WORK TO COMPLETE: Whenever a line in the data below includes the string "done", copy it out.

EXCERPTED RECORDS:
PR #2445, opened 2025-11-02
Double Wall Spacing

karsh-s:
doubled wall spacing 
image


karsh-s:
/robocup-software/src/rj_msgs/msg/Trajectory.msg

Squid5678:
marking as done since we went over tutorial sol

PR #2448, opened 2025-11-03
RoboCup Tutorial - Runner + Soccer Mom

LightningBoltz21:
Screenshot 2025-11-02 at 8 14 15 PM
Screenshot 2025-11-02 at 8 14 46 PM


install/setup.bash
Squid5678, line 1: In general, it's always a good practice to try and avoid committing files that aren't necessary to the commit. Even though this looks like the file is unchanged, it's best to remove it from being committed.

src/rj_radio/src/soccer_mom.cpp
```diff
@@ -0,0 +1,32 @@
+#include "rj_radio/soccer_mom.hpp"
+
+namespace tutorial {
+
+SoccerMom::SoccerMom() : Node("soccer_mom") {
+    team_color_sub_ = create_subscription<rj_msgs::msg::TeamColor>(
+        referee::topics::kTeamColorTopic, rclcpp::QoS(1).transient_local(),
+        [this](rj_msgs::msg::TeamColor::SharedPtr msg) { team_color_callback(msg); });
```
Squid5678, line 8: Since this callback is fairly simple, you may consider just keeping all the logic for the callback as you make this subscription.

src/rj_strategy/include/rj_strategy/agent/position/runner.hpp
```diff
@@ -0,0 +1,28 @@
...
+
+private:
+    std::optional<RobotIntent> derived_get_task(RobotIntent intent) override;
+
+    enum State { RUNNING };
+
+    State update_state();
+    std::optional<RobotIntent> state_to_task(RobotIntent intent);
+
+    State current_state_ = State::RUNNING;
```
Squid5678, line 24: Let's try to rethink having a generalized state for running.

Within this Runner position, we know the Runner is going to do 1 of 4 things:
- Moving from top left to top right
- Moving from top right to bottom right
- Moving from bottom right to bottom left
- Moving from bottom left to top left

Within this position, it is useful to know the current state of the runner. You'll notice with the code for some of our other positions that our states are typically defined as enums. You might consider defining your states as follows:
- TOP_LEFT
- TOP_RIGHT
- BOTTOM_RIGHT
- BOTTOM_LEFT

Then, we can accordingly update these states in `update_state` and use these state definitions in order to determine which motion command to run.

src/rj_strategy/include/rj_strategy/agent/position/runner.hpp
```diff
@@ -0,0 +1,28 @@
...
+    int current_vertex_index_ = 0;
```
Squid5678, line 25: The above would also eliminate the need to have these additional variables.

src/rj_strategy/src/agent/position/runner.cpp
```diff
@@ -0,0 +1,51 @@
...
+            return RUNNING;
+        }
+    }
+    return RUNNING;
+}
+
+std::optional<RobotIntent> Runner::state_to_task(RobotIntent intent) {
+    rj_geometry::Point center = field_dimensions_.center_field_loc();
+
+    rj_geometry::Point vertices[kNumVertices] = {
```
Squid5678, line 32: You can also explicitly define the points based on the location of your cursor on the field simulation. This would allow you to avoid needing to reference the field dimensions.

src/rj_strategy/src/agent/position/runner.cpp
```diff
@@ -0,0 +1,51 @@
...
+        rj_geometry::Point{center.x() + 2.0, center.y() + 1.5},
+        rj_geometry::Point{center.x() - 2.0, center.y() + 1.5},
+        rj_geometry::Point{center.x() - 2.0, center.y() - 1.5},
+        rj_geometry::Point{center.x() + 2.0, center.y() - 1.5}};
+
+    switch (current_state_) {
```
Squid5678, line 38: Since your position will also be in this RUNNING state, a switch statement would be redundant in this case (unless, of course, you define additional states)

Squid5678 (commented):
Nice work getting this done! Definitely be sure to go over the comments regarding code structure, as they will be helpful going forward when you are working on tasks.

RESPONSE:
marking as done since we went over tutorial sol
Nice work getting this done! Definitely be sure to go over the comments regarding code structure, as they will be helpful going forward when you are working on tasks.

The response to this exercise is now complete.